Frankfurt am Main, Germany

About

 

The Frankfurt Garden, hosted by the Cooperative Brain Imaging Center (CoBIC), explores how modern EEG and MEG research is moving beyond traditional laboratory settings into the real world. Under the theme "Brains in the Wild – Practical M/EEG Experiments under Real-World Conditions", we focus on the methodological challenges and opportunities of studying brain activity during naturalistic paradigms, movement, immersive virtual reality, music, and other naturalistic scenarios.

Bringing together leading researchers in mobile EEG, immersive neuroimaging, music neuroscience, wearable technologies, and advanced data analysis, the programme combines international scientific exchange with extensive hands-on experience. Participants will explore the complete experimental workflow through invited talks, interactive workshops, live demonstrations, and experimental showcases.

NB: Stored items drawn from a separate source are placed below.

PR #121, opened 2019-08-25
ROS2: Parameter description hotfix

klintan:
Couldn't compile in dashing because declare_parameter needed 3 arguments, haven't seen that before, but it seems the parameter_interface does not have a default value for ParameterDescription.

edit: fails because it runs on crystal, some of these changes are dashing-specific.

### DIFF
--- a/diagnostic_updater/include/diagnostic_updater/diagnostic_updater.hpp
+++ b/diagnostic_updater/include/diagnostic_updater/diagnostic_updater.hpp
@@ -393,7 +393,7 @@ public:
     warn_nohwid_done_(false)
   {
     double period = parameters_interface->declare_parameter(
-      "diagnostic_updater.period", rclcpp::ParameterValue(1.0)).get<double>();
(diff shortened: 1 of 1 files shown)


klintan:
Running tests locally everything is fine except for the parameter: name = 'diagnostic_updater.period'
even though it's not a topic it complains it's not a valid topic name. Should we change the parameter name to diagnostics_updated_period ?

Karsten1987:
The default value got backported to dashing in here https://github.com/ros2/rclcpp/pull/794

Are you sure you are working with the latest dashing release? You might have to upgrade your system (`sudo apt-get upgrade`) or try working with the latest testing release repos: https://wiki.ros.org/TestingRepository

Looking at the PR introducing the parameter, the build worked successfully on all platforms with dashing: https://github.com/ros/diagnostics/pull/112

I am going to close this as I believe using the latest dashing debs might solve your problem. Feel free to re-open this ticket if your problems persists.

PR #124, opened 2019-09-18
Fix GCC warnings with -Wpedantic

jacobperron:
GCC version 7.4.0


g-gemignani (approved):
Thank you for the PR!

PR #135, opened 2020-03-02
Fix DiagnosedPublisher

DensoADAS:
The DiagnosedPublisher should be a wrapper around a publisher for any type of message, but it could only be used with publishers for DiagnosticArray messages. This was fixed.

### DIFF
--- a/diagnostic_updater/include/diagnostic_updater/publisher.hpp
+++ b/diagnostic_updater/include/diagnostic_updater/publisher.hpp
@@ -46,6 +46,26 @@
 #include "rclcpp/publisher.hpp"
 #include "rclcpp/subscription.hpp"
 
+namespace
+{
+/**
+ * \brief Helper struct to check message for header member.
+ */
+template<typename T, typename = void>
+struct has_header : public std::false_type
+{};
+
+/**
+ * \brief Helper struct to check message for header member.
+ */
+template<typename T>
+struct has_header<T,
+  typename std::enable_if<std::is_same<std_msgs::msg::Header,
+  decltype(std::declval<T>().header)>::value>::type>
+  : public std::true_type
+{};
+}  // namespace
+
 namespace diagnostic_updater
 {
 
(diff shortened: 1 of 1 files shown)


diagnostic_updater/include/diagnostic_updater/publisher.hpp
```diff
@@ -207,10 +209,10 @@ class DiagnosedPublisher : public TopicDiagnostic
    * The timestamp to be used by the TimeStampStatus class will be
    * extracted from message.header.stamp.
    */
-  virtual void publish(const std::shared_ptr<T> & message)
+  virtual void publish(typename PublisherT::MessageUniquePtr message)
   {
     tick(message->header.stamp);
```
Karsten1987, line 237: I believe this might lead to segfaults if compiling with message types not containing a header

Karsten1987 (commented):
Thanks for the fix. Definitely appreciated. I have one remark though which I believe can easily be addressed with a bit of template logic. Essentially, by calling `tick` on the message headers, we have requirement on the message type to contain a header field.

I would appreciate if you could check that `MessageT` contains a header field within a `static_assert` in the constructor. Essentially something along the following lines should do it:

```c++
#include <type_traits>

struct WithHeader
{
	std::string header;
};

struct WithoutHeader
{};

template<class T, typename = void>
struct has_header : public std::false_type
{};

template<class T>
struct has_header<
	T,
	typename std::enable_if<
		std::is_same<std::string, decltype(declval<T>().header)>::value
	>::type> : public std::true_type
{};

template<class T>
void do_stuff_with_header(T & instance)
{
	static_assert(has_header<T>::value, "message type has to have a header");
	instance.header = "Hello Header";
}

int main() {
	WithHeader w_header;
	WithoutHeader wo_header;
	do_stuff_with_header(w_header);
	do_stuff_with_header(wo_header);  // won't compile
	
	return 0;
}
```

diagnostic_updater/include/diagnostic_updater/publisher.hpp
kfabian: I think it just won't compile, but with the assert we get a better error message.

Karsten1987 (approved):
Thanks for iterating with me over this.

diagnostic_updater/include/diagnostic_updater/publisher.hpp
mikepurvis: You could make it work with header and non-header messages using the `HasHeader` trait, but I'm not sure it's worth the bother:

http://wiki.ros.org/roscpp/Overview/MessagesTraits#Optional_Traits

PR #107, opened 2019-04-03
[Windows][indigo] Use <chrono> APIs to replace usleep for better portability

seanyen:
This problem manifests when do `run_tests` on Windows build. Some test cases are using `usleep` which doesn't exist on some system (e.g., Windows).

This change is to propose use `<chrono>` APIs to achieve the same functionality.

PR #138, opened 2020-04-01
[Windows][noetic] Use <chrono> APIs to replace usleep for better portability

seanyen:
This is the same pull request #107 but target `noetic-devel`.


seanyen:
cc @Karsten1987 @ahcorde

Karsten1987 (approved):

PR #139, opened 2020-05-15
Allow zero analyzers without error

lucasw:
I'm using the aggregator to see the diagnostics without analysis, and don't want an error message when it starts up.


g-gemignani:
I honestly do not see this as an issue and I would avoid changing the behavior

lucasw:
It looks like the solution is to put in a dummy analyzer then.

PR #140, opened 2020-05-21
Fix python positional argument

Tobias-Fischer:
```
  File "lib/python3.6/site-packages/diagnostic_common_diagnostics/sensors_monitor.py", line 220
    print(file=sys.stderr, 'Unable to initialize node. Master may not be running')
                          ^
SyntaxError: positional argument follows keyword argument
```


g-gemignani:
Already fixed in https://github.com/ros/diagnostics/pull/141/files Thank you for submitting the patch though!

PR #142, opened 2020-06-11
Update topic_monitor

seiya0412:
- Change updaters_ to std::unordered_map from std::vector in order to avoid generating redundant updater.
- Use round-robin style update()


seiya0412:
This was accidentally opened. Ignore it, please.

Issue #45, opened 2016-02-22
Topics published on a frequency lower than 1.0/diagnostic_period are not supported


peci1:
Looking at `TimeStampStatus` and `FrequencyStatus` code (and testing with our hardware), if you use the `TopicDiagnostic` to diagnose a slow topic (0.3 Hz in our case), then the diagnostic fails.

At the time windows a message has arrived, it correctly reports on the frequency and all of this, but at the other time windows when no message has appeared, the diagnostic reports ERROR with `No events recorded. No data since last update.`. 

This is obviously true, but it is not an error state.

peci1:
Here's my workaround (tested to work correctly).

https://gist.github.com/peci1/ede392a7006d5a9af6c8

In the workaround, you can also see the basic problem of the provided `TimeStampStatus` and `FrequencyStatus` classes - their members are defined `private` instead of `protected`, effectively disabling people to extend this class and make full use of it.

trainman419:
This looks useful, but I don't have a lot of time to integrate it. It will go faster if you submit it as a pull request.

g-gemignani:
Closing since the feature has been merged and will be added to both melodic and noetic with the next versions

peci1:
I was looking for a good place to improve documentation, but I haven't found any that would specifically cope with FrequencyStatus and TimeStampStatus. Is there such a place that I overlooked?

g-gemignani:
Hi @peci1 and thank you for your message. If I am not wrong, in the past the diagnostics maintainers have added documentation to the wiki: http://wiki.ros.org/diagnostics I believe that would be the best place where to add info about your change

peci1:
I finally found time to put this into the docs! http://wiki.ros.org/action/info/diagnostic_updater?action=diff&rev2=26&rev1=25

g-gemignani:
Thank you for your time!

PR #144, opened 2020-06-26
Better support for slow topics

peci1:
This PR provides a solution for #45.

It adds a test for FrequencyStatus for the case when a topic is published on a slower rate than 1/diagnostic_period.

For TimeStampStatus, it adds a parameter `no_data_is_problem_` which allows to specify whether an "empty run()" should be treated as error (for slow topics, it is okay when there are updates without any data).

The last commit is an ABI break (API remains compatible). I needed to add the field to remember whether to treat no data as error or not. There are ways to get around the ABI break, but none of them is good (either a global static map<TimeStampStatus, bool> with a lock, or "misusing" some higher bits in one of the private parameters of TimeStampStatus).

### DIFF
--- a/diagnostic_updater/include/diagnostic_updater/update_functions.h
+++ b/diagnostic_updater/include/diagnostic_updater/update_functions.h
@@ -227,7 +227,11 @@ namespace diagnostic_updater
      */
 
     TimeStampStatusParam(const double min_acceptable = -1, const double max_acceptable = 5) :
-      max_acceptable_(max_acceptable), min_acceptable_(min_acceptable)
+      max_acceptable_(max_acceptable), min_acceptable_(min_acceptable), no_data_is_problem_(true)
+    {}
+
+    TimeStampStatusParam(const double min_acceptable, const double max_acceptable, const bool no_data_is_problem) :
+      max_acceptable_(max_acceptable), min_acceptable_(min_acceptable), no_data_is_problem_(no_data_is_problem)
     {}
 
     /**
@@ -242,6 +246,10 @@ namespace diagnostic_updater
 
     double min_acceptable_;
 
+    /**
+     * \brief Whether to report a warning when no data arrived since last update.
+     */
+    bool no_data_is_problem_;
   };
 
   /**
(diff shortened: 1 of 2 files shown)


peci1:
I also took the opportunity to change the DiagnosticUpdater tests to use simulated time, which should remove any possible flakyness from them.

peci1:
Travis CI is broken (unrelated to this PR):

```
$ sudo apt-get install python-catkin-pkg python-rosdep ros-indigo-catkin
...
Selecting previously unselected package cmake-data.

Preparing to unpack .../cmake-data_2.8.12.2-0ubuntu3_all.deb ...

ERROR: cmake-data is broken - called emacs-package-install as a new-style add-on, but has no compat file.
```

peci1:
On build.ros.org, there's one test failure in `__main__.TestDiscardStale.test_discard_stale`, but that one should not be related at all...

peci1:
`test_discard_stale` was flaky and that was fixed in #145.

peci1:
I finally found a non-hacky ABI-compatible way to add this functionality. I created a "tagging" subclass of `TimeStampStatus` which is then checked via dynamic_cast in the `run()` method. It'd be nicer to do the same with `TimeStampStatusParam`, but the struct is not polymorphic, so dynamic_cast wouldn't work on it.

The dynamic_cast wouldn't be needed, as I could easily just re-implement the virtual `run()` method in the derived class, but I'm not a friend of copy-paste code. And any attempt to share the code between the base and derived class I can think of would break ABI.

When porting this PR to newer distros which can break ABI, I'd strongly suggest to not cherry-pick the ABI-compatibility-making commit 8d17. It makes much more sense to choose the behavior for slow topics in a parameter than by subclassing the diagnostics class.

g-gemignani (approved):
Thank you for your contribution, looks good to me! :)

peci1:
Do you intend to backport this to indigo-devel? Or should I prepare the PR?

g-gemignani:
I can take care of it. Thank you :)

peci1:
Great, thanks!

What makes the Frankfurt Garden unique is its emphasis on learning by doing. Alongside the internationally coordinated CuttingGardens programme, participants will experience activities that can only be found locally, including live mobile EEG and MEG demonstrations, immersive virtual reality experiments, wearable neurotechnology, music neuroscience, and a guided visit to the interdisciplinarySenckenberg Brain Exhibition. Throughout the week, approximately 60 participants from Germany and across Europe will join the worldwide CuttingGardens community, connecting with researchers across around 30 Gardens on five continents.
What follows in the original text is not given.